Non seulement la répression qui a été particulièrement brutale a été organisée sur demande d’une grande entreprise du bâtiment, mais aucune solution de relogement n’a été proposée aux habitants du campement de l’Hers. Les services de la DEETS (Direction de l’économie, de l’emploi, du travail et des solidarités), en charge du relogement pour la préfecture, n’étaient même pas présents sur les lieux. « C’est la première fois que je vois une expulsion sans les services de la préfecture », dénonce la coordinatrice d’Utopia56 Toulouse. Alors que les personnes expulsées, mises à la rue sans solution, ont tenté de s’installer proche de leur ancien campement, la police les a traquées pour les en empêcher. Des pratiques qui montrent que la préfecture intensifie sa répression et ne tente même plus de se cacher.

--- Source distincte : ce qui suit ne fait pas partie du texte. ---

Issue #334, opened 2017-10-04
Merge #323 into python branch


xianwen:
#323 has been merged into master, but it can not be merged into python branch, because of the following error:

```
Undefined symbols for architecture i386:
  "testsuite::FlagRoundtrip::roundtrip_empty_boxed(std::experimental::fundamentals_v1::optional<testsuite::empty_flags>)", referenced from:
      _cw__flag_roundtrip_roundtrip_empty_boxed in cw__flag_roundtrip.o
  "testsuite::FlagRoundtrip::roundtrip_access_boxed(std::experimental::fundamentals_v1::optional<testsuite::access_flags>)", referenced from:
      _cw__flag_roundtrip_roundtrip_access_boxed in cw__flag_roundtrip.o
ld: symbol(s) not found for architecture i386
```

Needs to fix it so that it can be merged into python branch

PR #346, opened 2018-01-04
Separate `flags` to `enum_flags.djinni`

xianwen:
Separate `flags` to `enum_flags.djinni`, to exclude it from
`common.djinni`, so that it wouldn’t be picked up by Python  in
`python` branch.

Otherwise it causes failure in `python` branch since flags feature is
not implemented for Python.


xianwen:
This PR addresses #334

« La préfecture expulse à tour de bras »

Selon les militants, la répression en matière d’expulsions s’est intensifiée ces derniers mois, notamment depuis l’arrivée du nouveau préfet de Haute-Garonne, Pierre-André Durand, en janvier 2023. « La nouvelle préfecture expulse à tour de bras sans délai et sans solutions. Il y a une volonté de détruire tous les lieux informels et de fatiguer les gens pour qu’ils partent. C’est un message fort pour montrer que la préfecture se sent en confiance ».
Même si la trêve hivernale ne concerne pas les « squats », la fin de cette protection relative accélère les procédures. Selon la Fondation Abbé Pierre, 140 000 personnes sont menacées d’être mises à la rue depuis le 31 mars, alors que le gouvernement intensifie sa politique antisociale en pleine crise du logement.

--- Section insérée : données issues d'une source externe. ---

PR #347, opened 2018-01-05
Fixes error: expression is not a constant expression

freitass:
In GCC 7.2, the bitwise assignment operators generated for C++ flags can not be constexpr, causing the build to fail. This patch makes them inline instead. Also, the second argument is made const to silence some diagnostics in Visual Studio.

### DIFF
--- a/src/source/CppGenerator.scala
+++ b/src/source/CppGenerator.scala
@@ -80,7 +80,7 @@ class CppGenerator(spec: Spec) extends Generator(spec) {
           w.w(s"constexpr $self operator$op($self lhs, $self rhs) noexcept").braced {
             w.wl(s"return static_cast<$self>(static_cast<$flagsType>(lhs) $op static_cast<$flagsType>(rhs));")
           }
-          w.w(s"inline $self& operator$op=($self& lhs, const $self rhs) noexcept").braced {
+          w.w(s"inline $self& operator$op=($self& lhs, $self rhs) noexcept").braced {
             w.wl(s"return lhs = lhs $op rhs;") // Ugly, yes, but complies with C++11 restricted constexpr
           }
         }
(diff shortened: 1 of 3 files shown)


artwyman:
Before merging this I'd like to hear commentary from @choiip who originally created this code in PR #323.

prsolucoes:
Hi, can you merge? I have the same problem:
https://travis-ci.org/ezored/dependency-logger/jobs/437848402

artwyman:
We can't legally merge this PR because @freitass hasn't signed the CLA.  We prefer to give authors the chance to take credit for their fixes, but given this one looks to be very simple/trivial code changes, and hasn't been followed up for many months, it might be reasonable for some other contributor to make an equivalent fix in a separate PR.

freitass:
Hi @xianwen, would you consider merging this PR again? I just signed the CLA, apologies for the delay.

src/source/CppGenerator.scala
```diff
@@ -80,7 +80,7 @@ class CppGenerator(spec: Spec) extends Generator(spec) {
           w.w(s"constexpr $self operator$op($self lhs, $self rhs) noexcept").braced {
             w.wl(s"return static_cast<$self>(static_cast<$flagsType>(lhs) $op static_cast<$flagsType>(rhs));")
           }
-          w.w(s"constexpr $self& operator$op=($self& lhs, $self rhs) noexcept").braced {
+          w.w(s"inline $self& operator$op=($self& lhs, const $self rhs) noexcept").braced {
```
artwyman: I didn't previously notice the `const` here, and it doesn't appear to show up in the generated code below.  Was this added late?

If I'm understanding this correctly, the `const` here seems unnecessary since flags are passed by value anyway, so it's meaningless to the caller.  I prefer to avoid passing/returning by "const value" since it clutters the interface unnecessarily.

artwyman:
Thanks for the update.  Approved, and leaving this for @xianwen to merge in his next round of updates.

Une intensification de la politique répressive de la préfecture de Haute-Garonne qui s’est incarnée à travers les expulsions de ces derniers mois que ce soit celui des habitants de Laporte, les mineurs isolés d’Autonomie et aujourd’hui les familles des campements de Gabardie et de l’Hers. Face à cette politique antisociale, encouragée par l’offensive xénophobe et raciste du gouvernement, qui visent principalement les personnes immigrés et qui laissent à la rue des dizaines de familles avec enfants il y a urgence à construire un front large contre les expulsions et pour un relogement pérenne et immédiat des personnes mises à la rue. Le rassemblement du 1er mars dernier, qui a réuni 300 personnes à l’initiative de plus de 26 organisations, a montré la voie à suivre pour construire ce rapport de force.